The Borrowed Voice — Summary · The Approximate Mind

When an AI system suggests cryptocurrency investing and intermittent fasting to a 78-year-old woman who has never owned cryptocurrency and eats breakfast at 7am because her diabetes medication requires it, the mismatch is not a glitch. It is a structural feature of how the system was built.

Large language models learn from text. The uncomfortable question is whose text. Common Crawl, which provides most training tokens, captures the crawlable web — excluding content behind paywalls, in private communities, in languages with less digital presence, from people who never published online. Reddit, used as a quality filter for many datasets, skews heavily male, white, young, and toward certain income and education levels. When Reddit becomes the arbiter of quality, these demographics become the implicit standard for what “quality” means. Margaret has never written a Reddit post. Her voice is not in the training data.
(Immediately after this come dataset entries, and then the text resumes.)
PR #232, opened 2022-08-01
Revert "basic: el8stream: Downgrade python on host-0 temporarily"

tinez:
Reverts oVirt/ovirt-system-tests#231


nirs:
Do we have results from the weekend? If this eliminates the stuck vdsm issue,
it is better to run it for a week to be sure.

tinez:
Unfortunately this didn't solve the issue - we still observe vdsm being stuck from time to time. We need to approach this problem from a different angle.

The result: AI models treat every user as a statistical average of the people who created their training data. This average person does not exist, but every interaction begins from this phantom baseline. Margaret receives cryptocurrency recommendations because the statistical composite talks about cryptocurrency. She is not treated as Margaret. She is treated as “average person plus corrections.”
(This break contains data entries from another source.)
PR #233, opened 2022-08-02
deployment: Wait for 'default.target'

tinez:
Waiting for 'sshd' to be responsive is sometimes not enough.
We have cases of OST runs failing where 'sshd' is already responsive,
but 'NetworkManager' is still doing some configuration.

The epistemological problem runs deeper. AI models have only borrowed knowledge — every word they generate comes from patterns in text created by others. This borrowed knowledge works reasonably well when the AI talks to people similar to those who created the training data. It fails when the AI encounters someone outside the demographic center. Margaret’s experience as a rural woman with diabetes and limited digital access does not appear frequently in self-published novels or Reddit threads. The AI literally does not have the words.

What would it mean to start from Margaret as Margaret, rather than from the phantom baseline? To build her profile from her actual context rather than from her deviation from assumed norms? The technology for this is possible. The architecture exists. The question is whether we choose to build it — or continue speaking with borrowed voices about borrowed experiences to people who were never included in the conversation.